News

Founders Fund's ~$20M SpaceX bet may be the best venture investment in history

Jun 12, 2026

Key Points

  • Founders Fund's roughly $20 million SpaceX investment at a $200 million valuation now represents $800 billion to $1.2 trillion in value, outpacing Masayoshi Son's historic $20 million Alibaba bet in absolute returns.
  • SpaceX's $2.2 trillion IPO valuation exceeds Amazon's current market cap despite Amazon generating $575 billion in annual revenue, leaving execution risk on Morgan Stanley's $500 billion revenue forecast by 2030.
  • The stock popped 24% on day one, settling at $1.67 from the $1.35 IPO price after bankers priced it tight.

Summary

Founders Fund's $20M SpaceX bet may be the best venture investment in history

Founders Fund's early bet on SpaceX—roughly $20 million at a $200 million valuation—now represents somewhere between $800 billion and $1.2 trillion in value, depending on dilution and the company's final IPO valuation of $2.2 trillion. The math makes it a genuine contender for the best venture return on record.

The comparison point that matters: Masayoshi Son's $20 million investment in Alibaba in 2000, which reached a $75 billion IPO valuation in 2014. Founders Fund's position, held across 15 years of private markets before the IPO, outpaces that trajectory in absolute terms, though the time horizon and risk profile differ. Early Google and Microsoft investors also cashed out well before the companies' true scale emerged—most distributed at IPO or shortly after, missing decades of compounding.

What makes the SpaceX bet unusual is not just the return multiple but the thesis holding through two decades of extreme execution risk. The company faced early failures, repeated technical setbacks, and a long runway before generating material revenue. Most venture funds would have distributed at secondary sales or IPO, taking the win. Founders Fund held through.

One caveat: SpaceX's IPO at $2.2 trillion values the company at or above Amazon's current market cap, despite Amazon holding roughly $20 billion in Anthropic equity and generating $575 billion in annual revenue with 30% year-over-year growth. The gap between IPO valuation and cash generation remains a question mark. Morgan Stanley estimates a path to $500 billion in annual revenue by 2030—plausible if the company executes on Starlink, launches, and interplanetary infrastructure, but not guaranteed.

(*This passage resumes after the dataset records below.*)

PR #714, opened 2019-02-20
Support always-on plugins

### LINKED ISSUE #702: Allow for 'always-on' plugins
Follow up from [474](https://github.com/MarkBind/markbind/pull/474#issuecomment-462358229), [495](https://github.com/MarkBind/markbind/pull/495#pullrequestreview-204547897)

Add a mechanism for 'always-run' plugins i.e. without having to include it in `plugins`, this will apply to plugins such as anchors, syntax shortening that the user should not need to turn off.

Allow disabling by accepting `"off"` in `"pluginsContext"`, similar to ESLint
https://github.com/MarkBind/markbind/blob/master/.eslintrc.js

jamos-tay:

Fixes #702 

Certain plugins are unlikely to be excluded from every project
Support for plugins that are always on by default for every project

Added support for default plugins:
- Reside in the `src/plugins/default` folder
- Folder is scanned and all plugins are included
- Overriding allowed: If there's a plugin with the same name in the project plugin folder, Markbind will use that one. A warning will be displayed if the default plugin is being overridden so they don't accidentally override
- Can be turned off by supplying `off` to pluginsContext:
```
{
  ...
  plugins : {
     // Do not need to specify plugin name in plugins
  },
  pluginsContext : {
    "anchors" : {
      "off": true
    }
  }
}
```

Also:
- Convert anchors to default plugins to test it

### DIFF
--- a/docs/userGuide/usingPlugins.md
+++ b/docs/userGuide/usingPlugins.md
@@ -146,6 +146,29 @@ This will add the following link and script elements to the page:
 - `<script src="SCRIPT_LINK"></script>`
 - `<script>alert("hello")</script>`
 
+### Advanced: Default plugins
+
+MarkBind has a set of default plugins that it uses to carry out some of its features. These are enabled by default for every project and should be left alone.
+
+Default Plugin | Functionality
+--- | ---
+`anchors` | Attaches anchor links to the side of headings.
+
+Although not advised, you can disable these by passing `"off": true` in the `pluginsContext`.
+
+Disabling the `anchors` plugin:
+
+```js
+{
+  ...
+  "pluginsContext": {
+    "anchors": {
+      "off": true
+    }
+  }
+}
+```
+
 ### Built-in plugins
 
 MarkBind has a set of built-in plugins that can be used immediately without installation.
--- a/src/Page.js
+++ b/src/Page.js
@@ -805,6 +805,19 @@ Page.prototype.generate = function (builtFiles) {
 };
 
 /**
+ * Retrieves page config for plugins
+ */
+Page.prototype.getPluginConfig = function () {
+  return {
+    headingIndexingLevel: this.headingIndexingLevel,
+    enableSearch: this.enableSearch,
+    searchable: this.searchable,
+    rootPath: this.rootPath,
+    sourcePath: this.sourcePath,
+  };
+};
+
+/**
  * Entry point for plugin pre-render
  */
 Page.prototype.preRender = function (content) {
@@ -812,7 +825,8 @@ Page.prototype.preRender = function (content) {
   Object.entries(this.plugins).forEach(([pluginName, plugin]) => {
     if (plugin.preRender) {
       preRenderedContent
-        = plugin.preRender(preRenderedContent, this.pluginsContext[pluginName] || {}, this.frontMatter);
+        = plugin.preRender(preRenderedContent, this.pluginsContext[pluginName] || {},
+                           this.frontMatter, this.getPluginConfig());
     }
   });
   return preRenderedContent;
@@ -826,7 +840,8 @@ Page.prototype.postRender = function (content) {
   Object.entries(this.plugins).forEach(([pluginName, plugin]) => {
     if (plugin.postRender) {
       postRenderedContent
-        = plugin.postRender(postRenderedContent, this.pluginsContext[pluginName] || {}, this.frontMatter);
+        = plugin.postRender(postRenderedContent, this.pluginsContext[pluginName] || {},
+                            this.frontMatter, this.getPluginConfig());
     }
   });
   return postRenderedContent;
--- a/src/Page.js
+++ b/src/Page.js
@@ -38,7 +38,6 @@ const PAGE_NAV_CONENT_WRAPPER_ID = 'page-nav-content-wrapper';
 const SITE_NAV_ID = 'site-nav';
 const TITLE_PREFIX_SEPARATOR = ' - ';
 
-const ANCHOR_HTML = '<a class="fa fa-anchor" href="#"></a>';
 const DROPDOWN_BUTTON_ICON_HTML = '<i class="dropdown-btn-icon">\n'
   + '<span class="glyphicon glyphicon-menu-down" aria-hidden="true"></span>\n'
   + '</i>';
@@ -458,29 +457,6 @@ Page.prototype.concatenateHeadingsAndKeywords = function () {
 };
 
 /**
- * Adds anchor links to headings in the page
- * @param content of the page
- */
-Page.prototype.addAnchors = function (content) {
-  const $ = cheerio.load(content, { xmlMode: false });
-  if (this.headingIndexingLevel > 0) {
-    const headingsSelector = generateHeadingSelector(this.headingIndexingLevel);
-    $(headingsSelector).each((i, heading) => {
-      $(heading).append(ANCHOR_HTML.replace('#', `#${$(heading).attr('id')}`));
-    });
-    $('panel[header]').each((i, panel) => {
-      const panelHeading = cheerio.load(md.render(panel.attribs.header), { xmlMode: false });
-      if (panelHeading(headingsSelector).length >= 1) {
-        const headingId = $(panelHeading(headingsSelector)[0]).attr('id');
-        const anchorIcon = ANCHOR_HTML.replace(/"/g, "'").replace('#', `#${headingId}`);
-        $(panel).attr('header', `${$(panel).attr('header')}${anchorIcon}`);
-      }
-    });
-  }
-  return $.html();
-};
-
-/**
  * Records the dynamic or static included files into this.includedFiles
  * @param dependencies array of maps of the external dependency and where it is included
  */
@@ -793,7 +769,6 @@ Page.prototype.generate = function (builtFiles) {
       .then(result => markbinder.resolveBaseUrl(result, fileConfig))
       .then(result => fs.outputFileAsync(this.tempPath, result))
       .then(() => markbinder.renderFile(this.tempPath, fileConfig))
-      .then(result => this.addAnchors(result))
       .then(result => this.postRender(result))
       .then(result => this.collectPluginsAssets(result))
       .then((result) => {
--- a/src/Site.js
+++ b/src/Site.js
@@ -11,7 +11,9 @@ const walkSync = require('walk-sync');
 
 const _ = {};
 _.difference = require('lodash/difference');
+_.get = require('lodash/get');
 _.has = require('lodash/has');
+_.includes = require('lodash/includes');
 _.isBoolean = require('lodash/isBoolean');
 _.isUndefined = require('lodash/isUndefined');
 _.noop = require('lodash/noop');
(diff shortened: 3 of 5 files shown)


src/plugins/default/anchors.js
```diff
@@ -0,0 +1,40 @@
...
+    headingsSelector += `, h${i}`;
+  }
+  return headingsSelector;
+}
+
+/**
+ * Adds anchor links to headers
+ */
+module.exports = {
+  postRender: (content, pluginContext, frontMatter, page) => {
```
jamos-tay: I needed access to `headingIndexingLevel,` so I added a 4th parameter, page which is the `Page` object itself... Other plugins might need access to page config so this could be helpful

I'm thinking we can use this for internal plugins, but don't document it, since we don't want to expose authors to the implementation

src/Site.js
```diff
@@ -666,32 +669,79 @@ function getPluginPath(rootPath, plugin) {
...
-      logger.warn(`Unable to load plugin ${plugin}, skipping`);
-    }
-  });
+  const defaultPlugins = findDefaultPlugins();
+
+  this.siteConfig.plugins
+    .filter(plugin => !_.includes(defaultPlugins, plugin))
+    .forEach(plugin => this.loadPlugin(plugin, false));
+  defaultPlugins
+    .filter(plugin => !this.siteConfig.pluginsContext
```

Justin Fishner-Wolfson's 137 Ventures—which amassed more than 1% of SpaceX over repeated funding rounds—now holds roughly $20 billion to $30 billion in SpaceX equity at the IPO valuation. He told the New York Times the position will likely define his career.

The IPO itself popped 24% on day one, settling around $1.67 per share from the $1.35 IPO price. The bankers priced it tight.